DIRECTIONS FOR THIS TASK - Repeat each record below exactly as it is written.

DATA FOR THIS TASK -

PR #643, opened 2020-09-04
bundle exec standardrb --fix

compwron:
bundle exec standardrb --fix


compwron:
merging my own PRs
like one does
so hard to quit

PR #650, opened 2020-09-05
update standard to 0.6.0 and fix errors

### LINKED ISSUE #644: fix&test contact_made_chosen model validation (early return means error is never set)

jmkoni:
Resolves #644 and updates standard to most recent version.

### What changed, and why?
Had to update standard because we are a few versions behind. Found a bug #644 and fixed that too.

Not at all.

Most was style issues, added a test for `contact_made_chosen`


app/decorators/case_contact_decorator.rb
```diff
@@ -47,7 +47,7 @@ def contact_types
   end
 
   def report_contact_types
-    object.contact_types&.map { |ct| ct.humanize.titleize }.join("|")
+    object.contact_types&.map { |ct| ct.humanize.titleize }&.join("|")
```
compwron, line 50: This should never be null in a saved case contact, I want to fix the underlying issue if this is causing issues

spec/models/case_contact_spec.rb
```diff
@@ -65,4 +65,10 @@
     expect(case_contact).not_to be_valid
     expect(case_contact.errors[:base]).to eq(["Must enter miles driven to receive driving reimbursement."])
   end
+
+  it "validates that contact_made cannot be null" do
```
compwron, line 69: Yay test!

compwron (approved):
💖✨📈

app/decorators/case_contact_decorator.rb
jmkoni: The issue was that we are doing the `&.map` but then calling join (on something that supposedly might not exist. Should we take both `&` out instead?

jmkoni: OMG you are so quick 😂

REPLY -
PR #643, opened 2020-09-04
bundle exec standardrb --fix

compwron:
bundle exec standardrb --fix


compwron:
merging my own PRs
like one does
so hard to quit

PR #650, opened 2020-09-05
update standard to 0.6.0 and fix errors

### LINKED ISSUE #644: fix&test contact_made_chosen model validation (early return means error is never set)

jmkoni:
Resolves #644 and updates standard to most recent version.

### What changed, and why?
Had to update standard because we are a few versions behind. Found a bug #644 and fixed that too.

Not at all.

Most was style issues, added a test for `contact_made_chosen`


app/decorators/case_contact_decorator.rb
```diff
@@ -47,7 +47,7 @@ def contact_types
   end
 
   def report_contact_types
-    object.contact_types&.map { |ct| ct.humanize.titleize }.join("|")
+    object.contact_types&.map { |ct| ct.humanize.titleize }&.join("|")
```
compwron, line 50: This should never be null in a saved case contact, I want to fix the underlying issue if this is causing issues

spec/models/case_contact_spec.rb
```diff
@@ -65,4 +65,10 @@
     expect(case_contact).not_to be_valid
     expect(case_contact.errors[:base]).to eq(["Must enter miles driven to receive driving reimbursement."])
   end
+
+  it "validates that contact_made cannot be null" do
```
compwron, line 69: Yay test!

compwron (approved):
💖✨📈

app/decorators/case_contact_decorator.rb
jmkoni: The issue was that we are doing the `&.map` but then calling join (on something that supposedly might not exist. Should we take both `&` out instead?

jmkoni: OMG you are so quick 😂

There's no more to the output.